# WHAT NEEDS TO BE DONE:
Tally the lines of the entries in which the string "already" occurs, and say only how many.

[Stored items]
PR #466, opened 2024-11-25
NETOBSERV-1994: remove unneeded bpf map update calls

msherif1234:
## Description

bpf code was doing unnecessary calls to `bpf_map_update_elem` while the map is already been updated in place. which also added unneeded cpu load 
## Dependencies

n/a

## Checklist


bpf/flows.c
```diff
@@ -152,7 +139,8 @@ static inline int flow_monitor(struct __sk_buff *skb, u8 direction) {
             if (trace_messages) {
                 bpf_printk("error adding flow %d\n", ret);
             }
-
+            // Update global counter for hashmap update errors
+            increase_counter(HASHMAP_FLOWS_DROPPED);
```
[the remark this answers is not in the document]
msherif1234: ok yeah wanted to know when hmap not used and we do rb but I agree its duplicate I will remove it

jotak (approved):
LGTM

bpf/dns_tracker.h
```diff
@@ -92,7 +92,7 @@ static __always_inline int track_dns_packet(struct __sk_buff *skb, pkt_info *pkt
         if ((flags & DNS_QR_FLAG) == 0) { /* dns query */
             fill_dns_id(pkt->id, &dns_req, dns_id, false);
             if (bpf_map_lookup_elem(&dns_flows, &dns_req) == NULL) {
-                bpf_map_update_elem(&dns_flows, &dns_req, &ts, BPF_ANY);
+                bpf_map_update_elem(&dns_flows, &dns_req, &ts, BPF_NOEXIST);
```
tohojo, line 95: You can skip the lookup before this update when using BPF_NOEXIST :)

bpf/flows.c
```diff
@@ -142,7 +129,7 @@ static inline int flow_monitor(struct __sk_buff *skb, u8 direction) {
 
         // even if we know that the entry is new, another CPU might be concurrently inserting a flow
         // so we need to specify BPF_ANY
```
tohojo, line 131: This comment is wrong now

tohojo (commented):
A few nits, but also a more general comment: you're not handling failure of bpf_map_update(...,BPF_NOEXIST), which means that if two threads end up doing this concurrently, one of the creation attempts will be lost.

This is no worse than before the patch, though (before the patch, one attempt would silently overwrite the other, now one will just fail). But, well, it's possible to do better, so I would suggest handling the errors where possible :)

bpf/flows.c
msherif1234: removed

bpf/dns_tracker.h
msherif1234: done

msherif1234:
> A few nits, but also a more general comment: you're not handling failure of bpf_map_update(...,BPF_NOEXIST), which means that if two threads end up doing this concurrently, one of the creation attempts will be lost.
> 
> This is no worse than before the patch, though (before the patch, one attempt would silently overwrite the other, now one will just fail). But, well, it's possible to do better, so I would suggest handling the errors where possible :)

are u referring to DNS update or this is more of general comment and u need better handling for map update errors ? can u expand more if that is the case ?

bpf/flows.c
```diff
@@ -140,31 +133,36 @@ static inline int flow_monitor(struct __sk_buff *skb, u8 direction) {
...
-                (flow_record *)bpf_ringbuf_reserve(&direct_flows, sizeof(flow_record), 0);
-            if (!record) {
-                if (trace_messages) {
-                    bpf_printk("couldn't reserve space in the ringbuf. Dropping flow");
+            if (ret == -EEXIST) {
+                flow_metrics *aggregate_flow =
+                    (flow_metrics *)bpf_map_lookup_elem(&aggregated_flows, &id);
+                if (aggregate_flow != NULL) {
+                    update_existing_flow(aggregate_flow, &pkt, dns_errno, len);
+                }
```
tohojo, line 146: You could keep the HASHMAP_FLOWS_DROPPED counter and update it in an "else" branch here. I would expect this to basically never happen, but just to be on the safe side, and since you already have that counter.

bpf/flows.c
```diff
@@ -140,31 +133,36 @@ static inline int flow_monitor(struct __sk_buff *skb, u8 direction) {
...
+        long ret = bpf_map_update_elem(&aggregated_flows, &id, &new_flow, BPF_NOEXIST);
         if (ret != 0) {
-            // usually error -16 (-EBUSY) or -7 (E2BIG) is printed here.
-            // In this case, we send the single-packet flow via ringbuffer as in the worst case we can have
-            // a repeated INTERSECTION of flows (different flows aggregating different packets),
-            // which can be re-aggregated at userpace.
-            // other possible values https://chromium.googlesource.com/chromiumos/docs/+/master/constants/errnos.md
             if (trace_messages) {
                 bpf_printk("error adding flow %d\n", ret);
             }
```
tohojo, line 140: I would not personally consider EEXIST an error that needs logging (here, or in other places you have trace logging). Only if the subsequent lookup then fails to return an entry (see comment below).

bpf/flows.c
msherif1234: yeah that is why I felt its less useful but I can reuse it when eexist fail to lkup

bpf/flows.c
msherif1234: the thing is map update can fail for many reasons ebusy or e2big so i need to capture those as well , now if eexist error will be happening alot I can filter out the trace for exist error and with counter back we will know when we drop flows

tohojo: Yeah, so that's basically what I meant: Use the trace message only for errors other than EEXIST (just move the log statement a bit further down where you're handling those anyway)

jotak (approved):
LGTM
I tested the first version which worked well, will need to retest when you tell me it's stable

bpf/flows.c
```diff
@@ -93,33 +112,7 @@ static inline int flow_monitor(struct __sk_buff *skb, u8 direction) {
...
-            // a duplicated UNION of flows (two different flows with partial aggregation of the same packets),
-            // which can't be deduplicated.
-            // other possible values https://chromium.googlesource.com/chromiumos/docs/+/master/constants/errnos.md
-            if (trace_messages) {
-                bpf_printk("error updating flow %d\n", ret);
-            }
-            // Update global counter for hashmap update errors
-            increase_counter(HASHMAP_FLOWS_DROPPED);
-        }
+        update_existing_flow(aggregate_flow, &pkt, dns_errno, len);
```
jotak, line 115: must swap len and dns_errno

```suggestion
        update_existing_flow(aggregate_flow, &pkt, len, dns_errno);
```

bpf/flows.c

# EXERCISE RESPONSE:
2